Try it:
The answer must be one number: how many lines below contain the word "purpose".

Data excerpts:

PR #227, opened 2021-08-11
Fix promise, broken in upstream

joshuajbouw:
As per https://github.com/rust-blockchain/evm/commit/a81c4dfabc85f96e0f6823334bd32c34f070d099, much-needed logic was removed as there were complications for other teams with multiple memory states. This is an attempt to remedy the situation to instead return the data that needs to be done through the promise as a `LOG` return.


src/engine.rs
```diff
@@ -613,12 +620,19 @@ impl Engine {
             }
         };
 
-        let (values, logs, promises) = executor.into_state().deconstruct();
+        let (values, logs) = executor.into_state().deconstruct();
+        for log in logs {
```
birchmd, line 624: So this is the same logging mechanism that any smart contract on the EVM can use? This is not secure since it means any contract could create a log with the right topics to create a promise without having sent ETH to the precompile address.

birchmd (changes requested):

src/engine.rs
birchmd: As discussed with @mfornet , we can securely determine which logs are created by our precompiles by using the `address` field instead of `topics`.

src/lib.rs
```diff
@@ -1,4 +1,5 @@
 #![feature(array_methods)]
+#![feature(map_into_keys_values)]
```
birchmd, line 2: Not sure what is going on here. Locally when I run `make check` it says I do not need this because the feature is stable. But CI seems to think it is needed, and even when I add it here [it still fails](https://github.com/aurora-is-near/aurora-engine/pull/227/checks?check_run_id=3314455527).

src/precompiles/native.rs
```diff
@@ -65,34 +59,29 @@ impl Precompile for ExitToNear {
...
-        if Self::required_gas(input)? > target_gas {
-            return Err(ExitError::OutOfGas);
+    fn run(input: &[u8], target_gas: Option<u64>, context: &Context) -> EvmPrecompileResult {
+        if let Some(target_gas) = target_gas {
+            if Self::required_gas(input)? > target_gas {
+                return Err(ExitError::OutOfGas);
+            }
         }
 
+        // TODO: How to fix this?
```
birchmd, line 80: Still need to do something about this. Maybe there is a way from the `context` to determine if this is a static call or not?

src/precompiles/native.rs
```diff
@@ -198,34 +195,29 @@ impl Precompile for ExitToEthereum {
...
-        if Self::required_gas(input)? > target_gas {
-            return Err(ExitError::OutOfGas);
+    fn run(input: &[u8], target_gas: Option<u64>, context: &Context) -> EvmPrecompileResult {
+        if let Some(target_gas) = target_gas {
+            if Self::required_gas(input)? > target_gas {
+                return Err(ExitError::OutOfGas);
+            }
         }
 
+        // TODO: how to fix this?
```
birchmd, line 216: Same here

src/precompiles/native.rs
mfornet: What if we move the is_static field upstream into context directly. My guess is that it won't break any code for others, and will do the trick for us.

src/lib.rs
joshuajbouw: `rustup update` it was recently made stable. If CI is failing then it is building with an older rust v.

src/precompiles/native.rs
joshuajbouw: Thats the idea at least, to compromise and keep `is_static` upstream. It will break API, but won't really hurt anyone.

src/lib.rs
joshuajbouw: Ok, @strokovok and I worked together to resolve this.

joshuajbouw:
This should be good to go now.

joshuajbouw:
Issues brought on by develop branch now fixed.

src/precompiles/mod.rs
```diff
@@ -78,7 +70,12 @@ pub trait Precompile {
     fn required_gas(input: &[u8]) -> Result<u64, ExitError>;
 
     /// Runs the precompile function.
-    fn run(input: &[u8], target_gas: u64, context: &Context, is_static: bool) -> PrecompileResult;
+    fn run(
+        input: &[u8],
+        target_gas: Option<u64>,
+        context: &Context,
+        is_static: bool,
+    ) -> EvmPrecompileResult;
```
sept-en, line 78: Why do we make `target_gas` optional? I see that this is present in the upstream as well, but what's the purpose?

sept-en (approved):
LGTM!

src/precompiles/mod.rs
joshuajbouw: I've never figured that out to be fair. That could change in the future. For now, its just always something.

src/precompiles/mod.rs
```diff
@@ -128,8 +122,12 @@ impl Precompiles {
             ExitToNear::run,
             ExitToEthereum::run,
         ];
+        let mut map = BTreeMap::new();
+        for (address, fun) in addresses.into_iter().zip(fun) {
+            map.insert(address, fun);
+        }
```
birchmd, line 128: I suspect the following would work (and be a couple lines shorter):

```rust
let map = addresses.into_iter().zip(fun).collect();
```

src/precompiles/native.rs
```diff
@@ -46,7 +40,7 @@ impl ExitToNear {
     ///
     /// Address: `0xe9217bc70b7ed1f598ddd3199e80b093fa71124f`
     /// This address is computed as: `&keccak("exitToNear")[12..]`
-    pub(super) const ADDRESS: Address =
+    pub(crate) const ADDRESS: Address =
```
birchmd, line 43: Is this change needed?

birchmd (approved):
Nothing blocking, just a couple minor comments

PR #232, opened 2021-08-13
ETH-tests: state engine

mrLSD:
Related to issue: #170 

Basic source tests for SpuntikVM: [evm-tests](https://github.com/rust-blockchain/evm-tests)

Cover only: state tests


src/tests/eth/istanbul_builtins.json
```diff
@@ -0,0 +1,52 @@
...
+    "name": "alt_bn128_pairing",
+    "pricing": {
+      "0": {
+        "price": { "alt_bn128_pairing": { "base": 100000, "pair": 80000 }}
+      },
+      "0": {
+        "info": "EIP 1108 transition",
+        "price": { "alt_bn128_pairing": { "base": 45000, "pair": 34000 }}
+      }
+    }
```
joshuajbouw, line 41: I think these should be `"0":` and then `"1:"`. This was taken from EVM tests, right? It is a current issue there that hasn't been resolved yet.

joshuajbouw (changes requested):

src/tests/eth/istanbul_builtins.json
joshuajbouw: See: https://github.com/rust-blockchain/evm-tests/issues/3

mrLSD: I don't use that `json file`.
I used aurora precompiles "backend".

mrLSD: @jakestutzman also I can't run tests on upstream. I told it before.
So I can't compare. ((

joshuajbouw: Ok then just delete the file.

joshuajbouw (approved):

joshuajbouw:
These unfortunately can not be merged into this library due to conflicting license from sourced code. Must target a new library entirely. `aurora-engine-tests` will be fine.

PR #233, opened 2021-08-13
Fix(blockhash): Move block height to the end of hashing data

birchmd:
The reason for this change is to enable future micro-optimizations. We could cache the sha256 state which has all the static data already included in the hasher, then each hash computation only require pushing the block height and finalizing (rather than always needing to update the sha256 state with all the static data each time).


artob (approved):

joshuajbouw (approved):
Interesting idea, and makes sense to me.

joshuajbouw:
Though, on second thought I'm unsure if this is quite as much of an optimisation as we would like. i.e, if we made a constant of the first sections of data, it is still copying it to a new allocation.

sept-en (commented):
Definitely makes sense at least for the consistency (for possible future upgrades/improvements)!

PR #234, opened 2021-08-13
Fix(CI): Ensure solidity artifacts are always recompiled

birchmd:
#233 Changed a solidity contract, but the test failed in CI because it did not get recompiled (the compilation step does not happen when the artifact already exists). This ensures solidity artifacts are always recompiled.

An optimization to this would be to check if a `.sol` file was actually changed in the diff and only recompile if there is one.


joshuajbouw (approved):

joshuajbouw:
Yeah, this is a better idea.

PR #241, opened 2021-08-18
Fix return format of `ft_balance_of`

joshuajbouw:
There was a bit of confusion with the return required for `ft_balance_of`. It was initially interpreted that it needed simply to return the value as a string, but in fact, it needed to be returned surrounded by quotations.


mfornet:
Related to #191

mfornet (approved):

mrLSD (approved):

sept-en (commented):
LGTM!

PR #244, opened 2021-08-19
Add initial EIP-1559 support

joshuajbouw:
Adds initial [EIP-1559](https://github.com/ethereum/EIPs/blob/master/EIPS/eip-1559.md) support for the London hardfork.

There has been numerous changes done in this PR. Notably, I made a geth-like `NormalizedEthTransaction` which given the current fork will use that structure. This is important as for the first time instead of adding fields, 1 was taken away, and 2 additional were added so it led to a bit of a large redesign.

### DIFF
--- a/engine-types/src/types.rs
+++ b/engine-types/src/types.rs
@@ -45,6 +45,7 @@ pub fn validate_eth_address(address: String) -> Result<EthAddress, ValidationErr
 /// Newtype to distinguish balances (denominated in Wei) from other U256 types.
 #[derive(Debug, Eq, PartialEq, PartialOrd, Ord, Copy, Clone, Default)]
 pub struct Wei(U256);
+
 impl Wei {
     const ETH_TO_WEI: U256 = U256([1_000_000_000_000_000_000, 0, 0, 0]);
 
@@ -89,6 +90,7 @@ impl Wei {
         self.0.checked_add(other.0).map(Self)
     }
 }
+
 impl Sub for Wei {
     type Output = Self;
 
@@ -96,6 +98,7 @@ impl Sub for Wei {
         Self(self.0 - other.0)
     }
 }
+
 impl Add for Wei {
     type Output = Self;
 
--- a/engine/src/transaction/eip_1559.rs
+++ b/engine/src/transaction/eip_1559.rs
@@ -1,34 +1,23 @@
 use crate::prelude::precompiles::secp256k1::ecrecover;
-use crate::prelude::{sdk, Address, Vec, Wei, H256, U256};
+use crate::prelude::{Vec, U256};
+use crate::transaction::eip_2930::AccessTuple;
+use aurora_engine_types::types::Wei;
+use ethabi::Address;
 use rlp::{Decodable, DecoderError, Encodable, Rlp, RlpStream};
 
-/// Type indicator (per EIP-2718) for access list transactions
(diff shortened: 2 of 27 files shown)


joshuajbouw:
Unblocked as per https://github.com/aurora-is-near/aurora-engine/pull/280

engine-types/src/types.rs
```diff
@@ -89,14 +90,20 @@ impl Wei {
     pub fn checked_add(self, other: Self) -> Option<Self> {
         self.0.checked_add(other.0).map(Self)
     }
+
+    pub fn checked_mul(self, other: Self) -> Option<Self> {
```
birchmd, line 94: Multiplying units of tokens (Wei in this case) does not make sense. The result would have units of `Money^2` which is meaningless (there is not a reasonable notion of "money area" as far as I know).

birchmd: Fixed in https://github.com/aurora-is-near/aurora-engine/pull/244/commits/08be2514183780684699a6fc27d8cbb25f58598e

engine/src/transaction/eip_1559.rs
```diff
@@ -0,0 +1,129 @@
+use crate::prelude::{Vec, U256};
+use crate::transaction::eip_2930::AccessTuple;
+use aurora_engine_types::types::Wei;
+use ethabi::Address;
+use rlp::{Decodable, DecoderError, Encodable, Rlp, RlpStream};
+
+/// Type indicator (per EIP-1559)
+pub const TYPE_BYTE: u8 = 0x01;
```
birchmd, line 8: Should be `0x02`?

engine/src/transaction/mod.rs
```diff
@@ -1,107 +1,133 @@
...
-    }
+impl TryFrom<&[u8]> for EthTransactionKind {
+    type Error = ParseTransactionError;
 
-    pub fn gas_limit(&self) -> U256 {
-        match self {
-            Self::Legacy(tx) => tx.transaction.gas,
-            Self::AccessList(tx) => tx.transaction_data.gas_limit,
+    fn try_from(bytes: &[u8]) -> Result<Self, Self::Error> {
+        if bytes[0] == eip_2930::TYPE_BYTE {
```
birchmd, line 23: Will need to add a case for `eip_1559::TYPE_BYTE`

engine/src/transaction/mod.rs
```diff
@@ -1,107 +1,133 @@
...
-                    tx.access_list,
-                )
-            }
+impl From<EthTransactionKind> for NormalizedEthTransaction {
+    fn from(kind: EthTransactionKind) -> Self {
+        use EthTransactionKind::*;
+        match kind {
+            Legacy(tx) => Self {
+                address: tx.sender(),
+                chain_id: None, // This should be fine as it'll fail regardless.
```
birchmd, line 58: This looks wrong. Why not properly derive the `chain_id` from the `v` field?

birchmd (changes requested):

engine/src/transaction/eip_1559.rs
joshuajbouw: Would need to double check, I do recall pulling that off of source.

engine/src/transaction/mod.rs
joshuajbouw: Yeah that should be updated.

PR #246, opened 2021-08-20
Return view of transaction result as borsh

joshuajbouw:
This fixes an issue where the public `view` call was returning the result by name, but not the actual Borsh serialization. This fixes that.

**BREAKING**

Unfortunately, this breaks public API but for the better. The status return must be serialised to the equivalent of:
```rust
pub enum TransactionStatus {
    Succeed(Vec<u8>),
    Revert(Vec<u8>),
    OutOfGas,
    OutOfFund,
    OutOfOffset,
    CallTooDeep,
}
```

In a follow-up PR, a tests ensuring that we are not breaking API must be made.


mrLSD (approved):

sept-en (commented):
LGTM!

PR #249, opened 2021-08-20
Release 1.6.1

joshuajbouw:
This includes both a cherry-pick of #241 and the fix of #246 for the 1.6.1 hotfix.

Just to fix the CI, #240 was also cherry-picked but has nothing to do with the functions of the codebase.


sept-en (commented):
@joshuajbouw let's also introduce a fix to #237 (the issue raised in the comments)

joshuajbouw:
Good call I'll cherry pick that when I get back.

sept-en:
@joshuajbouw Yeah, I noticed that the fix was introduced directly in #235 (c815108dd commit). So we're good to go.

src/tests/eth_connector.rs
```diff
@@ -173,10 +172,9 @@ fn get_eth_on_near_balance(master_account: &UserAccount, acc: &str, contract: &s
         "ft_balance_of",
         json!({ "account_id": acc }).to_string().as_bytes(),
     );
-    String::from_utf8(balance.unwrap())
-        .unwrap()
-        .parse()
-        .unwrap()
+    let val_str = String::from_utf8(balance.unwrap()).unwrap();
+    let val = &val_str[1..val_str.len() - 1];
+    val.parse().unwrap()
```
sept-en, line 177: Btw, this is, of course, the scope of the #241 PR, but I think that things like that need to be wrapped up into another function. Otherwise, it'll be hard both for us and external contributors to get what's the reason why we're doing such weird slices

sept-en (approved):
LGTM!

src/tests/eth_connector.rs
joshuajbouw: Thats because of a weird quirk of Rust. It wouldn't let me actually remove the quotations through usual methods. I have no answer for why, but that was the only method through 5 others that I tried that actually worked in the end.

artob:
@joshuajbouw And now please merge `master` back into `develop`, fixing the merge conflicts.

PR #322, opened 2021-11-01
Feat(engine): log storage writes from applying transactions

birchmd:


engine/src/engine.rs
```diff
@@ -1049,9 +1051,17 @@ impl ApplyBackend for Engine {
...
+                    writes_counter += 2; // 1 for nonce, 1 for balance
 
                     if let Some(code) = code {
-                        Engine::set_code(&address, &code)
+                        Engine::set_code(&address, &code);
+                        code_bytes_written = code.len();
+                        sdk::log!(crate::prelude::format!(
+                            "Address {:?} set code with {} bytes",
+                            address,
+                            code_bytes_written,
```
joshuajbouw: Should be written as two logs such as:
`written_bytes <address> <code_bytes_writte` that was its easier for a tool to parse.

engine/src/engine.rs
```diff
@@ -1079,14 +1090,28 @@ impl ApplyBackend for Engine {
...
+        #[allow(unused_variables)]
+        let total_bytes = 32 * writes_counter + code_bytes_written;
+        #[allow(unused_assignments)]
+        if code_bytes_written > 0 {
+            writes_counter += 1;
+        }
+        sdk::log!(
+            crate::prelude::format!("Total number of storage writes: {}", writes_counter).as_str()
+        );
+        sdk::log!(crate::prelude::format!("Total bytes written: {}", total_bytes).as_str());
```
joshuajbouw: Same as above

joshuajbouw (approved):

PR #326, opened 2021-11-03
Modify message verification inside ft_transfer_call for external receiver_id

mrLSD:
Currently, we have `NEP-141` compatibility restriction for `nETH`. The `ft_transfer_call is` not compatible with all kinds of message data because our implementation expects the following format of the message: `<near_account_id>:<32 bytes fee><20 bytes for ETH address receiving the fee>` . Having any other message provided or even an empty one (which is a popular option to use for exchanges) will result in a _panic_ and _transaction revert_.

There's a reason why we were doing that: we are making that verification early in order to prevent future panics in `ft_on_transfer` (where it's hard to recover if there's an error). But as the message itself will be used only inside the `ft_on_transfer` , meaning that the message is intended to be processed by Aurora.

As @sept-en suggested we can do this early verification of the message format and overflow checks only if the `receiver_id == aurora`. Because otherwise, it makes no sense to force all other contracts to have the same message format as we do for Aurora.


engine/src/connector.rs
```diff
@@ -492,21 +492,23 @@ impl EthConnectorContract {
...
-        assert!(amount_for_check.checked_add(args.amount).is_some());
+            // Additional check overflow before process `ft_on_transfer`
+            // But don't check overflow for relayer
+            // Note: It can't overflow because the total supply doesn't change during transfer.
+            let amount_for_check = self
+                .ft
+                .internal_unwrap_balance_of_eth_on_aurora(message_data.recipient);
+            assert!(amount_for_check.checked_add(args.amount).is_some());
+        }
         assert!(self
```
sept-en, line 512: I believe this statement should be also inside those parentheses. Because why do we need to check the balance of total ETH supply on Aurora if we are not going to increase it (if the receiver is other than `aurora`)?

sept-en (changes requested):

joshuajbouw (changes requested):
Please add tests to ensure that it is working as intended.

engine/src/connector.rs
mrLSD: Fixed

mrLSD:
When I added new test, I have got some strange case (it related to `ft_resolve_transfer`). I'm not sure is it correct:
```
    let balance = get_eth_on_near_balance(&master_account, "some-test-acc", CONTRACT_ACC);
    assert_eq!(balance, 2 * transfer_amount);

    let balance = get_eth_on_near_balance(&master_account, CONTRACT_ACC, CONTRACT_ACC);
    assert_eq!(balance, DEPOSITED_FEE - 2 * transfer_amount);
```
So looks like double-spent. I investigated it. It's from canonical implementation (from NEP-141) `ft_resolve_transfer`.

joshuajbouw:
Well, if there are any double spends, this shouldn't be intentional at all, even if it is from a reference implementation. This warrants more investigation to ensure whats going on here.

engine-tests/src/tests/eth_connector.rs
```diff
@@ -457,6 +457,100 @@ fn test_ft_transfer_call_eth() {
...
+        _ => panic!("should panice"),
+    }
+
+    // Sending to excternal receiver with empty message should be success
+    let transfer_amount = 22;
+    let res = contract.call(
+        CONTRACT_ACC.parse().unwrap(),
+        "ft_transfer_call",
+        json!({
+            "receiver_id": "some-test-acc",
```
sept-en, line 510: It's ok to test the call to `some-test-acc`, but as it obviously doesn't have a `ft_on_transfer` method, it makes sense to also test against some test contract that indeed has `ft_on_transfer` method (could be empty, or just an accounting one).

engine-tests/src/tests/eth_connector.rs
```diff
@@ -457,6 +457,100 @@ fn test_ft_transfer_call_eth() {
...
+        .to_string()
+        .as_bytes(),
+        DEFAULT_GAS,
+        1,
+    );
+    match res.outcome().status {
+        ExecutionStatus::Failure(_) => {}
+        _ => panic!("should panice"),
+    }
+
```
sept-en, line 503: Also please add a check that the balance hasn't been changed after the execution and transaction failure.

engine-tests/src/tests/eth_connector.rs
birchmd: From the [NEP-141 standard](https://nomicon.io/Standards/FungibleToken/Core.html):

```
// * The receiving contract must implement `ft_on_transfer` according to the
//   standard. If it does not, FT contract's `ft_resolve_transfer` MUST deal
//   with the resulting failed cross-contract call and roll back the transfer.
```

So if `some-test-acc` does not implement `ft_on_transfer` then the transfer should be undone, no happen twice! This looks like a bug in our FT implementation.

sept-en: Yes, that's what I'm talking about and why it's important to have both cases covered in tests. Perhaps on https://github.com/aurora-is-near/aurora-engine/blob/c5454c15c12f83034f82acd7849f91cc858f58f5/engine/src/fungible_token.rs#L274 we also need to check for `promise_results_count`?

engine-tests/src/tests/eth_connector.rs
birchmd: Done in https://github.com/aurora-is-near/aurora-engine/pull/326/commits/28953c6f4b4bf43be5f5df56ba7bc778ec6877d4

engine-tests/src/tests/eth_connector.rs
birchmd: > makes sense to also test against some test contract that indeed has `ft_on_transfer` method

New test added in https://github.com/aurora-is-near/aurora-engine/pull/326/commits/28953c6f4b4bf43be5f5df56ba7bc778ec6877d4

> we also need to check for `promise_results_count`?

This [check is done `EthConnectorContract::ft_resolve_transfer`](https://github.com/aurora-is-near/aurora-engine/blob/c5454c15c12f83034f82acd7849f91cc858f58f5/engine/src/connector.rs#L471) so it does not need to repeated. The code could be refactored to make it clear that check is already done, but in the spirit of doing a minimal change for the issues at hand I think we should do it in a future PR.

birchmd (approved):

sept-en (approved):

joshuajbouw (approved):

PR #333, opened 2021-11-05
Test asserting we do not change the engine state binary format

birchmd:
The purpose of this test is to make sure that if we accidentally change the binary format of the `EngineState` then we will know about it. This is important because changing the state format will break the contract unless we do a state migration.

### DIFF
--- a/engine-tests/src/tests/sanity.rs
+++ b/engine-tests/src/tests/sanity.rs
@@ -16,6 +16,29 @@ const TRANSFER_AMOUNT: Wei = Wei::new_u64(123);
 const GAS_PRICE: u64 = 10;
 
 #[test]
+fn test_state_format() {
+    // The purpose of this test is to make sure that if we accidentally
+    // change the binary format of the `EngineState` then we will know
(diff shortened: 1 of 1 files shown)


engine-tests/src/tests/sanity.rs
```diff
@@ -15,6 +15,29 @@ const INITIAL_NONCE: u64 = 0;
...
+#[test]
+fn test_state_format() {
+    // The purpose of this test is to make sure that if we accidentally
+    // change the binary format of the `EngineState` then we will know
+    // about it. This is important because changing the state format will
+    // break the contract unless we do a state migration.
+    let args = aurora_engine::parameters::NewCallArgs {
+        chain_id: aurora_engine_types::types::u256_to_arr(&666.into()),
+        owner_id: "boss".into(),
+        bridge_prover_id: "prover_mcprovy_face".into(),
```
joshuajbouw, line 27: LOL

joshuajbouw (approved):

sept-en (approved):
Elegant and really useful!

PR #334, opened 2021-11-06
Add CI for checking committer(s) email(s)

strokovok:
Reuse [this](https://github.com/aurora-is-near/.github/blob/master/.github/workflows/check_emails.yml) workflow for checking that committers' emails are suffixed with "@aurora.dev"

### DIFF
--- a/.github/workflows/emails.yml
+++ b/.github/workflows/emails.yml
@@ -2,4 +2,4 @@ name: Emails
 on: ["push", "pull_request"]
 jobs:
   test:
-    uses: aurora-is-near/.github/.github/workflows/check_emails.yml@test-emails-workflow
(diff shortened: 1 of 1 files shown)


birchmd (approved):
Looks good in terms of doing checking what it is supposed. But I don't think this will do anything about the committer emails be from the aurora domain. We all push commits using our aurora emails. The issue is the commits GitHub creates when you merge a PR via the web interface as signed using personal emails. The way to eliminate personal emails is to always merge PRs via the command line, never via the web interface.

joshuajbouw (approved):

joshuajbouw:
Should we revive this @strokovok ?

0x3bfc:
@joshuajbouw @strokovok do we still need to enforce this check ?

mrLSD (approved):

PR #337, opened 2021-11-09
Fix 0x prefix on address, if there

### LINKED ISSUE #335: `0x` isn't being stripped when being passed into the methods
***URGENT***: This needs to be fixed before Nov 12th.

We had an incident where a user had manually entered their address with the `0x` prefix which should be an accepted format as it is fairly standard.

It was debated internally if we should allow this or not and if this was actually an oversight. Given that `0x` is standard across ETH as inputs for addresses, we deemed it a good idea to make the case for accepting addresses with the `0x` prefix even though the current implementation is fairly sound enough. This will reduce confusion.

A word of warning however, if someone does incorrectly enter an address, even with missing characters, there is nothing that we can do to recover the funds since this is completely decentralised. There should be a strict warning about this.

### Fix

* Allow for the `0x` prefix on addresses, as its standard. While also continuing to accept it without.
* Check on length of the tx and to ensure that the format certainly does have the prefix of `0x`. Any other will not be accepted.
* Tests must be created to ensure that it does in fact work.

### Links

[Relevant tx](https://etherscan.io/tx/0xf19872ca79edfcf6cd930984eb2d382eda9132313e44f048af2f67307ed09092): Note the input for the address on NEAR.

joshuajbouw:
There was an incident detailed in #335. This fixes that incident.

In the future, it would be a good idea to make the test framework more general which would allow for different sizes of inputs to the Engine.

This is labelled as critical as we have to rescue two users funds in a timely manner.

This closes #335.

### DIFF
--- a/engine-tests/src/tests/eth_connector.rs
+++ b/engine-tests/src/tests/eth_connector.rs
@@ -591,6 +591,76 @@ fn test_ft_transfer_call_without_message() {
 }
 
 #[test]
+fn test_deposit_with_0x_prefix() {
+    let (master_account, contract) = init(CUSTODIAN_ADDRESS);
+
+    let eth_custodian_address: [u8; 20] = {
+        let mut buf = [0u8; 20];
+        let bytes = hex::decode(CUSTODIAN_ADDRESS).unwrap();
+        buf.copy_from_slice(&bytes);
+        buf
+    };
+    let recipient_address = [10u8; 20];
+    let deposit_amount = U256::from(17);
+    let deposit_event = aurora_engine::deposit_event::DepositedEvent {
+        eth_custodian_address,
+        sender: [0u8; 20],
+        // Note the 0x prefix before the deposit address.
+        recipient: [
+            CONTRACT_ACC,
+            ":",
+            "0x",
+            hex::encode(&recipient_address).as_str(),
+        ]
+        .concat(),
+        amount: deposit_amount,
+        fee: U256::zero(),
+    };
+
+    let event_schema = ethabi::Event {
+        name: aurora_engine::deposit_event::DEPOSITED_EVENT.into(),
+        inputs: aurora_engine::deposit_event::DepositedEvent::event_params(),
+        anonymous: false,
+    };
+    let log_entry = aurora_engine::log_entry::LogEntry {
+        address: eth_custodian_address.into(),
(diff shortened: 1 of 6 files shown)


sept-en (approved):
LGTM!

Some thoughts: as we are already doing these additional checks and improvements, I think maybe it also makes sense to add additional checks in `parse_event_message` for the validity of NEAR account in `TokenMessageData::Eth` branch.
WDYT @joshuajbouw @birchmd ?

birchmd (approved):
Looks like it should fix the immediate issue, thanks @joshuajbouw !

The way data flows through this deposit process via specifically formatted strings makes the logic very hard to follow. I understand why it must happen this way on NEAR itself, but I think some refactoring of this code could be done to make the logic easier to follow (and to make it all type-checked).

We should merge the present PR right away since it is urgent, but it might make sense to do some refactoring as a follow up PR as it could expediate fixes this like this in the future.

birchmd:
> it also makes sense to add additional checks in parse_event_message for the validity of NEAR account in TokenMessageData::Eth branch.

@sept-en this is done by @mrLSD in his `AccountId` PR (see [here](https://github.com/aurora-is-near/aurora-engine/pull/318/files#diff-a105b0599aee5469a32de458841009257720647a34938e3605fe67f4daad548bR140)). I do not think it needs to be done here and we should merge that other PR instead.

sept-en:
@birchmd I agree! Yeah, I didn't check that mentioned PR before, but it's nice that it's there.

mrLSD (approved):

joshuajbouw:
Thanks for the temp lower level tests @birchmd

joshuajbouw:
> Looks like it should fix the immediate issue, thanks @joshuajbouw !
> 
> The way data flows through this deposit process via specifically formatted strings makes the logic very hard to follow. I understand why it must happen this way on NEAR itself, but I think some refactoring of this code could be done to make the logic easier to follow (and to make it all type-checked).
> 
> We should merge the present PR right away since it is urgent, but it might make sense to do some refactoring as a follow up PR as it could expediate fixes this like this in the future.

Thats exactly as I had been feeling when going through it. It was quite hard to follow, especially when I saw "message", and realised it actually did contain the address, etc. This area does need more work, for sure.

Answer:
4